**GOAL OF THE EXERCISE:** Say how many lines below contain the word "SessionManagementService". The number is the entire reply.

**SOURCE MATERIAL:**

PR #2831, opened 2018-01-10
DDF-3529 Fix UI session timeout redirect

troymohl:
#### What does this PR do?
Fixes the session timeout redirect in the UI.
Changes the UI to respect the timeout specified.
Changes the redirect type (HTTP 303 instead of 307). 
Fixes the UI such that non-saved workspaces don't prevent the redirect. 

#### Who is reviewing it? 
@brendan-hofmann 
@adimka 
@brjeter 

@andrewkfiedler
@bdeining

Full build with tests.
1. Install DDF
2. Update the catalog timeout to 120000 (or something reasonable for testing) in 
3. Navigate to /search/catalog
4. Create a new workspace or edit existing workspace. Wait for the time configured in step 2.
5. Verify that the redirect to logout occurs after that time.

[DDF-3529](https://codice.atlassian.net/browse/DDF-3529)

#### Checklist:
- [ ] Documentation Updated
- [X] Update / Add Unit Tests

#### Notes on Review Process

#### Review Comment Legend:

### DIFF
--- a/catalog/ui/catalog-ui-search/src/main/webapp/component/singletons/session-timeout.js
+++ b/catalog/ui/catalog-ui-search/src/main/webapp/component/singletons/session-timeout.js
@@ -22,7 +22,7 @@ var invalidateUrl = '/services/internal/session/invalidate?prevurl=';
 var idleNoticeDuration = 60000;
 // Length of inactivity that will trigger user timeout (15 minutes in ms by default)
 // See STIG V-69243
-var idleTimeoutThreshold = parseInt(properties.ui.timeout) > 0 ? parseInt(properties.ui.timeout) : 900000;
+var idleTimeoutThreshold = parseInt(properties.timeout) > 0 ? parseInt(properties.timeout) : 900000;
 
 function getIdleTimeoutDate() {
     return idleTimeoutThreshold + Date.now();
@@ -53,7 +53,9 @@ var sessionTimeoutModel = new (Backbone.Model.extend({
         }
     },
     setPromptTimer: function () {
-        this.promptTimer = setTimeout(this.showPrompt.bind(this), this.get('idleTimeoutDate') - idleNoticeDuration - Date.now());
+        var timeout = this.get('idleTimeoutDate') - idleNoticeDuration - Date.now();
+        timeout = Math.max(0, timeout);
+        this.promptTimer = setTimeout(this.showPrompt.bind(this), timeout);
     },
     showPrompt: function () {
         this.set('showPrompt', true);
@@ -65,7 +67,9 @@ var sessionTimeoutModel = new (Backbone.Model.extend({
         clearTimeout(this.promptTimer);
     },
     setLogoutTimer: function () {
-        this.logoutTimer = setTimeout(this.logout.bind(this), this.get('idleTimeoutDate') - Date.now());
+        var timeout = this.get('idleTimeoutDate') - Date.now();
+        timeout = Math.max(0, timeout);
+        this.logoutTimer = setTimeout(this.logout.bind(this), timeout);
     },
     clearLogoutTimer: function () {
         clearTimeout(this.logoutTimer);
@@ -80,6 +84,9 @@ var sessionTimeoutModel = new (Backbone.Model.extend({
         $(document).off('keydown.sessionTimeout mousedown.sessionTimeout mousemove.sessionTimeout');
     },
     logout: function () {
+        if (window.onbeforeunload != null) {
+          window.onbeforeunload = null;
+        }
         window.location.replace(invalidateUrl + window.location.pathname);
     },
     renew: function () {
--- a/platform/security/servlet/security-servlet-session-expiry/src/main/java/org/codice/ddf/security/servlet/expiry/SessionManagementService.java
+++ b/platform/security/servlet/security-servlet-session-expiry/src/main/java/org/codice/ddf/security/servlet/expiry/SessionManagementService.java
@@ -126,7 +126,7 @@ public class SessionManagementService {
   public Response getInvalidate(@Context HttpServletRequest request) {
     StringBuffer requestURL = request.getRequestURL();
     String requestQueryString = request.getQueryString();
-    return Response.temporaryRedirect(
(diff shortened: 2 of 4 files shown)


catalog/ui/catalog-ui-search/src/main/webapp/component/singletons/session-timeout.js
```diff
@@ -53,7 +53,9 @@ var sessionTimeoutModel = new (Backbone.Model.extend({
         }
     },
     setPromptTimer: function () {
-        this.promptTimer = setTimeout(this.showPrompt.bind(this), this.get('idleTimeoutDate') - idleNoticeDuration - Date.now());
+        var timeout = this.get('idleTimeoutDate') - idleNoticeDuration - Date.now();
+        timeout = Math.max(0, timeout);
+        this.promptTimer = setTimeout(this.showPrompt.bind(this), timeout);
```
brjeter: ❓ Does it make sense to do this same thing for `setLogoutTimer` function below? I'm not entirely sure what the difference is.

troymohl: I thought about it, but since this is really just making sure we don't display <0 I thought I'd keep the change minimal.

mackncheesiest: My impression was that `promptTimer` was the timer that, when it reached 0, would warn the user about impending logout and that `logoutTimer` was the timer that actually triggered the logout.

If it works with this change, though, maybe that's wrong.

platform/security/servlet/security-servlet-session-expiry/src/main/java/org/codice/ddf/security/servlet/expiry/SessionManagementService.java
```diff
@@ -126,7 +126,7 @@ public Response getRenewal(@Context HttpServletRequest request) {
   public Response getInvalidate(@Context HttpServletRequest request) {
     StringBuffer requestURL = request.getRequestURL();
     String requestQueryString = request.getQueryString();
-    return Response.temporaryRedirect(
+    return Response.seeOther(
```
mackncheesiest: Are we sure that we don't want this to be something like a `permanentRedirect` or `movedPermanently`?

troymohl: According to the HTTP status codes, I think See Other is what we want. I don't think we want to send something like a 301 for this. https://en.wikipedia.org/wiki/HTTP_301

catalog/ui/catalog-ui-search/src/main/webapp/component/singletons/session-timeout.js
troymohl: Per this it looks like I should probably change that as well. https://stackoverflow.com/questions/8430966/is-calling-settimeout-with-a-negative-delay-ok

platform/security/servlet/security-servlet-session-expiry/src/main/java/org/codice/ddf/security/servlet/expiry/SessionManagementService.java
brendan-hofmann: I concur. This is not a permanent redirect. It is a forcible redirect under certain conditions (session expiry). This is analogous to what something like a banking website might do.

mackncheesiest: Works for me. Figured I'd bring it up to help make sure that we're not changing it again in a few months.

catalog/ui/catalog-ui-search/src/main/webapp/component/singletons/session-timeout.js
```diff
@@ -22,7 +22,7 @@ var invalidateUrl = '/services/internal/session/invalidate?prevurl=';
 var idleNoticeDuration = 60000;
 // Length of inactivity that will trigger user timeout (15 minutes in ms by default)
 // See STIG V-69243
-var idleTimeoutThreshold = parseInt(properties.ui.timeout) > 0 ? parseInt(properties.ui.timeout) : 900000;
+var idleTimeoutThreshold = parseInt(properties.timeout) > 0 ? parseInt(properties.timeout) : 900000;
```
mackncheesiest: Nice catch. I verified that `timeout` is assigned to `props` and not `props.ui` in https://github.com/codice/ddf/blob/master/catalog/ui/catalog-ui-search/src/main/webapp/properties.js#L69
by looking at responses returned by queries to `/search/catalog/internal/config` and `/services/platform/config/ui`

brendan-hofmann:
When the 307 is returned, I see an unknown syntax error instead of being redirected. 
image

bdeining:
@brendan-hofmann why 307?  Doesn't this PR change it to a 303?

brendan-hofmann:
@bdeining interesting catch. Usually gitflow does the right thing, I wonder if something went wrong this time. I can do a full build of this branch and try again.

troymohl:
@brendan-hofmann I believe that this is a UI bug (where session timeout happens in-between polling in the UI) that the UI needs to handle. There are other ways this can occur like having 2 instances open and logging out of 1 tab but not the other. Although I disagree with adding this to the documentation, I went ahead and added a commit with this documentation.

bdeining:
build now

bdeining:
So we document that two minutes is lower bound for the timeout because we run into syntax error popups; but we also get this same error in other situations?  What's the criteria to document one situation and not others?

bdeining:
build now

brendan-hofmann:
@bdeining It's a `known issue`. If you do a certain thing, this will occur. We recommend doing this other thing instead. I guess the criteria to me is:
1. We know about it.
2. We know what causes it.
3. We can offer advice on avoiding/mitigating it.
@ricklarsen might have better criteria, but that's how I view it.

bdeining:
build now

**ANSWER TO THE EXERCISE:** 5